▸ About this task: Transcribe word for word the lines spanning the line with "DBZ-2579 Add support" through the end of the records.

(Stored records)
PR #8, opened 2020-11-19
DBZ-2579 Add support for Vitess nullable columns

keweishang:
https://issues.redhat.com/browse/DBZ-2579

Vitess 8 added Nullable information in the `FIELD` event [flags](https://dev.mysql.com/doc/dev/mysql-server/8.0.12/group__group__cs__column__definition__flags.html#ga0b89f761611b41b80de1f7d50f9b6020). We can make a field in the SourceRecord optional accordingly.

Instead of adding additional integration tests, existing integration tests already cover this case.


rgibaiev (approved):
Glad to see that every new addition is a simple update over already existing codebase

keweishang:
Yeah. This one is quite easy :)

▸ Expected answer:
DBZ-2579 Add support for Vitess nullable columns

keweishang:
https://issues.redhat.com/browse/DBZ-2579

Vitess 8 added Nullable information in the `FIELD` event [flags](https://dev.mysql.com/doc/dev/mysql-server/8.0.12/group__group__cs__column__definition__flags.html#ga0b89f761611b41b80de1f7d50f9b6020). We can make a field in the SourceRecord optional accordingly.

Instead of adding additional integration tests, existing integration tests already cover this case.


rgibaiev (approved):
Glad to see that every new addition is a simple update over already existing codebase

keweishang:
Yeah. This one is quite easy :)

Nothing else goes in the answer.